# I could not believe my eyes and ears....



## Stela12 (Mar 1, 2012)

Yesterday I went to a nearby park with Stela. This is not an official off leash Dog Park, but there is an area where people come with their dogs and let them be off leash.
At one point one of the dogs decided that it would be fun to chase a kid on a scooter, other dogs accepted the idea and all of them started the chasing game. We all started to recall our dogs, but they were wildly involved in their game, except for a 4 month old puppy who promptly listened to his owner that was shouting in a very strict voice for him to stay. The puppy froze in place, while everybody else was leisurely coming to their owners on their own terms. The angry puppy owner then came to his puppy (who seemed terrified of him) and would not let the dog move and proceeded to tell us how you just have to yell at your dog and they will listen. He also said that in his country this is how you deal with dogs-you yell at them and smack them because they don’t understand words!!! I was appalled and so sad for the little puppy.  On the other hand I was a little ashamed that my dog who is almost a year old would not listen to me instantly. 
What does everybody else think????


----------



## wellerfeller (Jul 12, 2011)

I would rather my dog listened to me because he wanted to rather than being too petrified to disobey. Poor thing.


----------



## Cat 53 (Aug 26, 2012)

I believe there is no room for physical, or verbal abuse towards any animal in your care. It's unnecessary. Saddens me to see a down trodden animal. I have witnessed the bonds between wild animals that are free to come and go and their human carers. Jessica the Hippo for one. That bond would not be there if she had been abused.


----------



## DB1 (Jan 20, 2012)

difficult one, I have seen some fantastically well behaved dogs that you could tell were slightly afraid of their owners then others who had equally strict owners who just seemed to adore them, I think you can probably be very strict and shout if you do not actually beat them and as long as you generally treat them kindly they will be ok, of course the best way is all kindness and reward,but you can tell your dog off if you have to go get them (when ignoring a recall) or if you catch them doing something they shoudn't. A dog trainer and breeder near me is very strict and aloof with his dogs and they adore him, but he is never cruel, in fact he said he sold a puppy to someone that tried training using cruelty and complained the dog still refused to do what it was told, he said his dogs would probably die taking a beating before they would work for someone using cruel methods. I think his way is probably best, but of course our dogs are family members and its VERY hard to be aloof round them! but this guy you saw shouting and hitting a pup is just wrong and will never have a fantastically close relationship with a dog that is happy to do whatever he asks. -sorry, waffling a bit!!


----------



## lady amanda (Nov 26, 2010)

No need to ever hit a dog, there are so many things that you can do to train your dog, and bond with your dog, there is no need to hit, or harm, or cause fear, that is really great that his dog stopped running, but will his dog ever show him the affection that mine shows me. I highly doubt it.
Hitting an animal is the same as hitting a child in my book.


----------



## S.Claire (Sep 1, 2011)

Once when Nacho ran off and then I saw him 10 or so minutes later on a road (a few mins from my house) (not a busy one but still with passing cars) and called him back, he just looked at me, then carried on trotting in the opposite direction. I think I was so scared he'd get hurt and angry he ignored me that when I did finally get him back I went nuts at him (just shouted manically at him and tapped him on the nose). I regret that so much and have never done it again. It doesn't work!! A couple of times when calling him back after this incident on walks, he was more inclined to ignore me because he thought he might be told off - dogs minds don't always work in the ways we expect them to and he was confused to why he was told off in the first place. 

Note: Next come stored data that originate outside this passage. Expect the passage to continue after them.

PR #3342, opened 2021-12-17
add jq-like "." shortcut for yield

mccanne:
This commit allows a simple jq-like shortcut where "." is the same
as "pass" and ".x" is the same as yield x.  You can use any deref
operators after the ".".

We also removed expression support for leading "." to mean "this".

### DIFF
--- a/compiler/parser/parser.peg
+++ b/compiler/parser/parser.peg
@@ -579,8 +579,19 @@ OverProc
     }
 
 YieldProc
-  = "yield"i _ exprs:Exprs {
+  = "yield"i _  exprs:Exprs {
 	  RETURN(MAP("kind":"Yield", "exprs":exprs))
+    }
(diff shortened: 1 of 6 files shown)


compiler/parser/parser.peg
```diff
@@ -579,9 +579,20 @@ OverProc
     }
 
 YieldProc
-  = "yield"i _ exprs:Exprs {
+  = "yield"i _  exprs:Exprs {
```
mattnibs, line 582:
```suggestion
  = "yield"i _ exprs:Exprs {
```

mattnibs (commented):
If you're going to allow `.` in yield shouldn't one be able to use this wherever `this` is used?  What makes `yield` different?

mccanne:
I don't think we should do this.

I am a strong believer in ignore the bad and go to town on treats and rewarding when they do as they are told and are good. It is a quicker and much more effective training method AND my boy loves me and he knows I love him.


----------



## Stela12 (Mar 1, 2012)

Yes, his dog might be the best behaved dog in the world, but I could never do what he does with his dog and don't think it's the right way. I would much rather have my dog listen to me because he was properly trained using positive reinforcement. Maybe-I just have to get my clicker out and up my training!!!


----------



## dmgalley (Aug 19, 2012)

I am not proud of the fact that my dog is not the best behaved dog and my kids are not the best behaved kids, but I am proud that they are the most loved in the world. They know it too. They are safe and happy and in return I feel like the most blessed mom in the world.


----------



## RuthMill (Jun 30, 2012)

wellerfeller said:


> I would rather my dog listened to me because he wanted to rather than being too petrified to disobey. Poor thing.


I agree with this.

Any sort of behaviour which involves obnoxious humans throwing their weight around completely disgusts me. Abuse is no joke whether it is directed at humans or animals.


----------



## KCsunshine (Apr 16, 2012)

Awww, that poor puppy. I'd hate Coco to be scared of us. That owner sounds like a bully.

I think you can be loving and strict at the same time, it is a matter of teaching boundaries and being consistent, in my mind it's just the same as teaching children. I'd never hit my children, so I'd never hit my dog. We don't "yell" at Coco, but when she is doing something we don't want her to do, we do shout a specific thing, it's just "AH aH aH". 9 times out of 10 she stops what it is she is doing. She is supposed to connect the sound we make with her making a wrong choice. (lol, sounds good huh, the trainer taught us that one!). 
It seems to work for Coco.


----------



## Janev1000 (Oct 4, 2011)

KCsunshine said:


> Awww, that poor puppy. I'd hate Coco to be scared of us. That owner sounds like a bully.
> 
> I think you can be loving and strict at the same time, it is a matter of teaching boundaries and being consistent, in my mind it's just the same as teaching children. I'd never hit my children, so I'd never hit my dog. We don't "yell" at Coco, but when she is doing something we don't want her to do, we do shout a specific thing, it's just "AH aH aH". 9 times out of 10 she stops what it is she is doing. She is supposed to connect the sound we make with her making a wrong choice. (lol, sounds good huh, the trainer taught us that one!).
> It seems to work for Coco.


That's exactly what I do......and the trainer taught me that too! x


----------